(Records from a data collection)
· · · · · · ·
Issue #1171, opened 2025-06-06
Modify `Optim.Options`


thchr:
I had hoped to be able to change an individual option in `Optim.Option`, inheriting all other options, but could not find a way. Is it already implemented?

I.e., something like
```jl
o = Optim.Options(; f_abstol = 1e-4, g_abstol=1e-3)
modified_o = Optim.Options(o; show_trace = true) # now with f_abstol = 1e-4, g_abstol=1e-3, show_trace = true
```

pkofod:
It is not possible, but may be a good idea to implement. Would you be up for giving it a go?

PR #1172, opened 2025-06-09
add `Options(options; kws...)` for inheriting from an existing options set

thchr:
This implements the feature described in #1171. I did not add the deprecated keyword arguments that are possible to pass to the `Optim(; kws..)` constructor; since this would be new API, it seemed unnecessary.

~~The implementation is not very DRY, since it needs to repeat the valid keyword arguments - but cleaner solutions would probably require a dependency like SetFields.jl or Accessors.jl, which doesn't feel warranted for a small feature like this.~~

### DIFF
--- a/Project.toml
+++ b/Project.toml
@@ -1,6 +1,6 @@
 name = "Optim"
 uuid = "429524aa-4258-5aef-a3af-852621145aeb"
-version = "1.13.3"
+version = "1.14.0"
 
 
 [deps]
--- a/Project.toml
+++ b/Project.toml
@@ -1,6 +1,6 @@
 name = "Optim"
 uuid = "429524aa-4258-5aef-a3af-852621145aeb"
-version = "1.13.0"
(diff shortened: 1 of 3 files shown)


thchr:
Gentle bump.

pkofod:
I suppose users could just use https://github.com/JuliaObjects/Accessors.jl and set them themselves....

However, if we expose it as a feature directly of `Optim.Options` maybe we should not hardcode the list? I would think you could just get the property names and loop over that? Then, if we add a new option it should automatically be covered.

Project.toml
```diff
@@ -1,6 +1,7 @@
 name = "Optim"
 uuid = "429524aa-4258-5aef-a3af-852621145aeb"
-version = "1.13.2"
+version = "1.13.3"
```
pkofod, line 3:
```suggestion
version = "1.14.0"
```

pkofod:
Thanks

PR #1173, opened 2025-06-11
Fix SimulatedAnnealing docs

timholy:
`default_neighbor!` uses an argument-ordering that's the opposite of
what's in the docs.

Changing the docs makes this non-breaking, but if the docs are the preferred behavior, then perhaps a breaking change would be in order.


pkofod:
This looks good.

Issue #1170, opened 2025-06-03
Support for specialized matrix types (e.g., BlockBandedMatrices) with optimized solvers


rsenne:
Hello, and thank you for the excellent package.

I was wondering if there are plans to support additional matrix types that have specialized solving routines or optimized numerical algorithms. For instance, in my current workflow I am using a Hessian matrix that is block-tridiagonal. I pass it as a SparseMatrixCSC for performance, but I realized that I could instead represent it using [BlockBandedMatrices.jl](https://github.com/JuliaLinearAlgebra/BlockBandedMatrices.jl), which provides efficient linear solvers for such structures.

This would be particularly helpful in Newton-based optimization routines involving expressions like:
$\theta^{new} = \theta^{old} - H \setminus \nabla$

Having native support for block-banded matrices—or even a hook to dispatch to a custom solver—would be a great enhancement.

Thanks again for your work!

rsenne:
i poked around a bit and I think this is as easy as modifying `update_state!` like follows:

```
function update_state!(d, state::NewtonState, method::Newton)
    # Search direction is always the negative gradient divided by
    # a matrix encoding the absolute values of the curvatures
    # represented by H. It deviates from the usual "add a scaled
    # identity matrix" version of the modified Newton method. More
    # information can be found in the discussion at issue #153.
    T = eltype(state.x)
    H = NLSolversBase.hessian(d)
    g = gradient(d)

    if H isa AbstractSparseMatrix || H isa AbstractBlockBandedMatrix # Added BlockBandedMatrix support here
        # General fallback to backslash (dense RHS is fine)
        state.s .= -(H \ convert(Vector{T}, g))
    else
        state.F = cholesky!(Positive, H)
        if g isa Array
            ldiv!(state.s, state.F, -g)
        else
            gv = Vector{T}(undef, length(g))
            copyto!(gv, -g)
            copyto!(state.s, state.F \ gv)
        end
    end
```

I then ran the following MWRE:

```
using Optim, BlockBandedMatrices, LinearAlgebra

# test for BlockBandedMatrix Newton method
function test_blockbanded_newton()
    println("Testing Newton method with BlockBandedMatrices...")
    
    # Create a simple 4x4 block-banded matrix with 2x2 blocks
    n = 4
    λ = [2, 2]  # row block sizes
    μ = [2, 2]  # column block sizes
    l, u = 1, 1  # lower and upper bandwidth
    
[...]

PR #1176, opened 2025-07-10
Allow generic solver to be passed to Newton method

rsenne:
This PR is in reference to issue #1170. To solve this I have edited the interface to allow a user to pass a generic solver. This in theory would allow one to use any matrix type given the user has that package loaded and there exists a solver designed for that matrix type on board. This also allows one to write a custom solver (i.e., problem specific factorization, strategies for solving) to circumvent the default behavior. I have included some examples of this in testing including:

1. Different factorizations (would allow users to circumvent the default PositiveFactorizations.jl implementation of cholesky)
2. Usage of a non-originally supported matrix type (StaticArray)
4. Test type preservation of Hessian with TwiceDifferentiable object using BlockArrays.jl
3. A more realistic example of a non-trivial use case (block-tridiagonal hessian) this implementation is not totally optimized as it is a proof of principle

Let me know if there are any other tests you would like me to include or changes to the documentation.


src/multivariate/solvers/second_order/newton.jl
```diff
@@ -1,90 +1,88 @@
...
 ```
-
 ## Description
-The `Newton` method implements Newton's method for optimizing a function. We use
-a special factorization from the package `PositiveFactorizations.jl` to ensure
+The `Newton` method implements Newton's method for optimizing a function. 
+
+The `solve` function should take (H, g) and return s such that H*s = -g.
+Defaults to a robust solver that handles dense or sparse matrices.
+To do this, we use a special factorization from the package `PositiveFactorizations.jl` to ensure
```
pkofod, line 21:
```suggestion
If the matrix is not an `AbstractSparseMatrix`, we use a special factorization from the package `PositiveFactorizations.jl` to ensure
```

src/multivariate/solvers/second_order/newton.jl
```diff
@@ -1,90 +1,88 @@
...
+)
+    Newton(_alphaguess(alphaguess), linesearch, solve)
+end
+
+# Default solver that handles common matrix types intelligently
+function default_newton_solve(H, g)
+    if H isa AbstractSparseMatrix
+        return -(H \ g)
+    else
+        # Use PositiveFactorizations for robustness on dense matrices
```
pkofod, line 41:
```suggestion
        # Use PositiveFactorizations for robustness on dense matrices
         # Search direction is always the negative gradient divided by
         # a matrix encoding the absolute values of the curvatures
         # represented by H. It deviates from the usual "add a scaled
         # identity matrix" version of the modified Newton method. More
         # information can be found in the discussion at issue #153.
```

rsenne:
Hi @devmotion. You're right that's my mistake. In honesty I somewhat forgot what I was doing on this PR so my apologies for the late reply. I think i have fixed the regression I introduced. Let me know if there are any other issues

src/multivariate/solvers/second_order/newton.jl
```diff
@@ -40,51 +44,55 @@ end
...
-            copyto!(gv, -gradient(d))
+        # Use PositiveFactorizations for robustness on dense matrices
+         # Search direction is always the negative gradient divided by
+         # a matrix encoding the absolute values of the curvatures
+         # represented by H. It deviates from the usual "add a scaled
+         # identity matrix" version of the modified Newton method. More
+         # information can be found in the discussion at issue #153.
+         state.F = cholesky!(Positive, H)
+         if g isa Array
+            ldiv!(state.s, state.F, -g)
```
devmotion: Use
```suggestion
            ldiv!(state.s, state.F, g)
            state.s .= .-state.s
```
to reduce allocations?

src/multivariate/solvers/second_order/newton.jl
```diff
@@ -40,51 +44,55 @@ end
...
-            gv = Vector{T}(undef, length(gradient(d)))
-            copyto!(gv, -gradient(d))
+        # Use PositiveFactorizations for robustness on dense matrices
+         # Search direction is always the negative gradient divided by
+         # a matrix encoding the absolute values of the curvatures
+         # represented by H. It deviates from the usual "add a scaled
+         # identity matrix" version of the modified Newton method. More
+         # information can be found in the discussion at issue #153.
+         state.F = cholesky!(Positive, H)
+         if g isa Array
```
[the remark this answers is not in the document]
rsenne: There was an original comment in the code that said:

```
# is this actually StridedArray?
```
I think this is true, but didn't want to deviate from the source. But i will commit this change.

src/multivariate/solvers/second_order/newton.jl
rsenne: From the original code it looks like the gradient was negated?

```
ldiv!(state.s, state.F, -gradient(d))
```

Otherwise yes to the suggestion for reduced allocations.

src/multivariate/solvers/second_order/newton.jl
```diff
@@ -40,51 +44,55 @@ end
...
+            ldiv!(state.s, state.F, -g)
+         else
+            gv = convert(Vector{T}, length(g))
+            copyto!(gv, -g)
```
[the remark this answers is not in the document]
rsenne: I agree.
· · · · · · ·
**WHAT THIS TASK INVOLVES**:
If a line of the data includes the word "routines", it counts; give how many lines do, as a bare number.

**ANSWER SPACE**:
2